GM1 gangliosidosis is an autosomal recessive neurodegenerative disorder caused by the deficiency of lysosomal ß-galactosidase (ß-gal) and resulting in accumulation of GM1 ganglioside. The disease spectrum ranges from infantile to late onset and is uniformly fatal, with no effective therapy currently available. Although animal models have been useful for understanding disease pathogenesis and exploring therapeutic targets, no relevant human central nervous system (CNS) model system has been available to study its early pathogenic events or test therapies. To develop a model of human GM1 gangliosidosis in the CNS, we employed CRISPR/Cas9 genome editing to target GLB1 exons 2 and 6, common sites for mutations in patients, to create isogenic induced pluripotent stem (iPS) cell lines with lysosomal ß-gal deficiency. We screened for clones with <5% of parental cell line ß-gal enzyme activity and confirmed GLB1 knockout clones using DNA sequencing. We then generated GLB1 knockout cerebral organoids from one of these GLB1 knockout iPS cell clones. Analysis of GLB1 knockout organoids in culture revealed progressive accumulation of GM1 ganglioside. GLB1 knockout organoids microinjected with AAV9-GLB1 vector showed a significant increase in ß-gal activity and a significant reduction in GM1 ganglioside content compared with AAV9-GFP-injected organoids, demonstrating the efficacy of an AAV9 gene therapy-based approach in GM1 gangliosidosis. This proof-of-concept in a human cerebral organoid model completes the pre-clinical studies to advance to clinical trials using the AAV9-GLB1 vector.

Novel Biomarkers of Human GM1 Gangliosidosis Reflect the Clinical Efficacy of Gene Therapy in a Feline Model.

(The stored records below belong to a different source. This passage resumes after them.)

Issue #222, opened 2023-04-10
Cached tasks don't work for pull-requests on level 1-only repositories


ahal:
There's some logic in Taskgraph such that the index used for cached tasks in pull request gets elevated to level 3:
https://github.com/taskcluster/taskgraph/blob/f21088f16bf2ad4f9b2973297bccec13b5051a01/src/taskgraph/util/cached_tasks.py#L61

We do this so PRs use cached tasks that were generated from a push (rather than another PR). However for repos where everything is level 1 (including pushes), these index routes will never exist and we'll never optimize the cached_task away.

Then again using cached_tasks in a level-1 only repo means that PRs could overwrite index tasks from pushes. One possible way of fixing this would be to add the `tasks_for` value to the index in this circumstance. Or maybe it's easiest to say that cached_tasks aren't supported in level-1 only repos.

bhearsum:
An interesting wrinkle I discovered here is where something starts off level 3, and then moves to level 1 (as we did with https://github.com/mozilla/firefox-translations-training). We ended up with a bunch of level 3 caches, and started getting very unexpected rebuilds of tasks in PRs when they started to expire.

Although it's quite rare to go from level 3 to level 1, it highlights how hacky the code around [cache level for github pull requests is](https://github.com/taskcluster/taskgraph/blob/d8f608f720b4598fdc5a54440b40befdca0ea489/src/taskgraph/util/cached_tasks.py#L54-L66). That block forces the usage of level 3 caches for pull requests without consideration for how the repositories is configured (which taskgraph doesn't even know about...).

Not supporting cached tasks on PRs is not really great. Any situation where, eg: you have an expensive toolchain to build wastes money and slows down development.

Adding `tasks_for` in the index route isn't a terrible idea, but it will require a bit more specialized code to make pull requests still use cached tasks from pushes? (Because we no longer just use `level`, we need to specifically at `push` - but only for pull requests...)

A potential alternative might be to avoid using level 1 both for pushes and pull requests -- and use level 2 for pushes instead. That way we have segregated caches and might even be able to get rid of the hack cited above?

ahal:
Another idea I just had was we could create a new route for cached tasks that include the branch name. Then PRs can be configured to use the cached task for whatever branch they are based on (or maybe just always the default branch?)

This feels nicer to me than using `tasks_for`.

I still like the idea of using level 2 to denote pushes, but that's a bigger change that will likely require an RFC and an RRA.

ahal:
[...]

Issue #359, opened 2023-10-17
revisit using cached tasks in PRs


bhearsum:
Our [cached tasks implementation explicitly refuses to replace tasks with tasks from the level 1 index](https://github.com/taskcluster/taskgraph/blame/01ba699bc214ddf323db02a59cdaacaf66c41dc2/src/taskgraph/util/cached_tasks.py#L54). The commit comment as well as [original phabricator revision](https://phabricator.services.mozilla.com/D42343) talk about chain of trust not handling "tasks built from commits not at the tip of a pull requests well" as the reason for this.

Up until now this hasn't been much of an issue, as it's fairly rare to have long lived pull requests that could benefit from re-using tasks in prior pushes to the PR. In [firefox translations](https://github.com/mozilla/firefox-translations-training), this is a bit different - where some PR tasks can both be lengthy and expensive. (Arguably any project that has PR tasks that run for more than a few minutes could benefit though...)

I suggest that we find out whether or not CoT still has the aforementioned issue, and fix it if it does.

We may also want to consider not allow different PRs to re-use tasks from other PRs (either by adjusting the index, or some sort of hard coded safeguard), although I'm not entirely sure it's necessary.

bhearsum:
Some of RelEng talked about this over Zoom today. Here's an attempt as a summary:
- In the past, when using level 1 cached tasks was allowed in PRs, there were issues with different PRs stomping on each other.
  - This could be prevented by including the PR number in the cached task digest, or index route. In either case we'd still want to use level 3 caches first if they exist.
- Due to the way scopes work, any PR can publish to any level 1 index. This means that this is a potential security issue to allow, particularly in places where `push` or `release` tasks also run on level 1 workers.

All of this means that this is not a trivial fix, and any changes most likely need an RRA.

bhearsum:
For context and a different perspective, one of the folks working on https://github.com/mozilla/firefox-translations-training offered this as what he expected as a user:
> I would expect the following behavior: if all of the data and code files that serve as a step input (including ci kinds and transforms) are unchanged, it should use the cached output. Sometimes you want to debug the last step of the pipeline on taskcluster and CI is a convenient way to do that. Then it shouldn’t rerun the whole thing every time. It adds to costs and wait time. I’ll file an issue in the repo

ahal:
[...]

PR #389, opened 2023-12-13
fix: ensure pull-requests properly use cached tasks

ahal:
Fixes issues #222 and #359

### DIFF
--- a/src/taskgraph/util/cached_tasks.py
+++ b/src/taskgraph/util/cached_tasks.py
@@ -7,6 +7,9 @@ import hashlib
 import time
 
 TARGET_CACHE_INDEX = "{cache_prefix}.cache.level-{level}.{type}.{name}.hash.{digest}"
+TARGET_PR_CACHE_INDEX = (
+    "{cache_prefix}.cache.head.{head_ref}.{type}.{name}.hash.{digest}"
+)
 EXTRA_CACHE_INDEXES = [
     "{cache_prefix}.cache.level-{level}.{type}.{name}.latest",
     "{cache_prefix}.cache.level-{level}.{type}.{name}.pushdate.{build_date_long}",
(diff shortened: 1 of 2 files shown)


src/taskgraph/util/cached_tasks.py
```diff
@@ -7,6 +7,9 @@
 import time
 
 TARGET_CACHE_INDEX = "{cache_prefix}.cache.level-{level}.{type}.{name}.hash.{digest}"
+TARGET_PR_CACHE_INDEX = (
+    "{cache_prefix}.cache.head.{head_ref}.{type}.{name}.hash.{digest}"
```
ahal, line 11: In theory, adding `head_ref` to this index is probably unnecessary and we could just make it a constant like "pr" or similar. But I also don't think it hurts and guarantees we only used cached tasks that were generated from the same PR. Which just feels cleaner, even if the digest basically guarantees this anyway.

src/taskgraph/util/cached_tasks.py
```diff
@@ -53,31 +56,43 @@ def add_optimization(
...
-        taskdesc["optimization"] = {"index-search": index_routes}
+    # Pull requests use a different target cache index route. This way we can
+    # be confident they won't be used by anything other than other pull
+    # requests.
+    if config.params["tasks_for"].startswith("github-pull-request"):
+        # Check the PR bucket first.
+        subs["head_ref"] = config.params["head_ref"]
+        if subs["head_ref"].startswith("refs/heads/"):
+            subs["head_ref"] = subs["head_ref"][11:]
+        index_routes.insert(0, TARGET_PR_CACHE_INDEX.format(**subs))
```
ahal, line 73: Hm, maybe we should check for the cached task in the PR namespace last?

src/taskgraph/util/cached_tasks.py
ahal: Although, if we switch to checking the PR index last (see comment below), then we'd be virtually guaranteed to never hit another PRs cache anyway. Only time it would happen is if both PRs make the exact same change to a resource file.

bhearsum: My gut says that `head_ref` is probably the best way to go. `pr` has some theoretical benefits...but they seem a little unlikely and farfetched for the amount of confusion that we'd be adding. (We could always change that later though...)

src/taskgraph/util/cached_tasks.py
bhearsum: I think that would be more consistent with what we do now: we look at the most trustworthy source first. In reality though, I don't see why it would make a difference unless someone finds hash collisions, or a cache digest is seriously misconfigured.

bhearsum (commented):
This needs tests and ideally some real world testing but it looks very sane to me. If you'd like, I can give it a try in Translations before it goes up for proper review and/or lands (I doubt it would cause any serious bustage if it causes an issues at all...)

bhearsum:
I gave this a quick try in a PR in translations: https://github.com/mozilla/firefox-translations-training/pull/303

It looks good there. The [first push](https://firefox-ci-tc.services.mozilla.com/tasks/groups/JVIh_-3LRA-c-bsscSY_qQ) busted all the caches due to the taskgraph update, but the tasks appear to have the correct routes. An [additional push](https://firefox-ci-tc.services.mozilla.com/tasks/groups/WGPNfZKiQ2eVL__Hg5FcnQ) optimized away all of the fetch and toolchain tasks, as expected.

This doesn't verify anything about fallback back to level 1 caches, but it's a good sign for this patch!

ahal:
Thanks for testing! And yes, I still plan on adding tests to this

ahal:
The tests were added in #394, so this PR just updates the expectations.

bhearsum (approved):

GM1 gangliosidosis is a fatal neurodegenerative disease that affects individuals of all ages. Favorable outcomes using adeno-associated viral (AAV) gene therapy in GM1 mice and cats have prompted consideration of human clinical trials, yet there remains a paucity of objective biomarkers to track disease status. We developed a panel of biomarkers using blood, urine, cerebrospinal fluid (CSF), electrodiagnostics, 7 T MRI, and magnetic resonance spectroscopy in GM1 cats-either untreated or AAV treated for more than 5 years-and compared them to markers in human GM1 patients where possible. Significant alterations were noted in CSF and blood of GM1 humans and cats, with partial or full normalization after gene therapy in cats. Gene therapy improved the rhythmic slowing of electroencephalograms (EEGs) in GM1 cats, a phenomenon present also in GM1 patients, but nonetheless the epileptiform activity persisted. After gene therapy, MR-based analyses revealed remarkable preservation of brain architecture and correction of brain metabolites associated with microgliosis, neuroaxonal loss, and demyelination. Therapeutic benefit of AAV gene therapy in GM1 cats, many of which maintain near-normal function >5 years post-treatment, supports the strong consideration of human clinical trials, for which the biomarkers described herein will be essential for outcome assessment.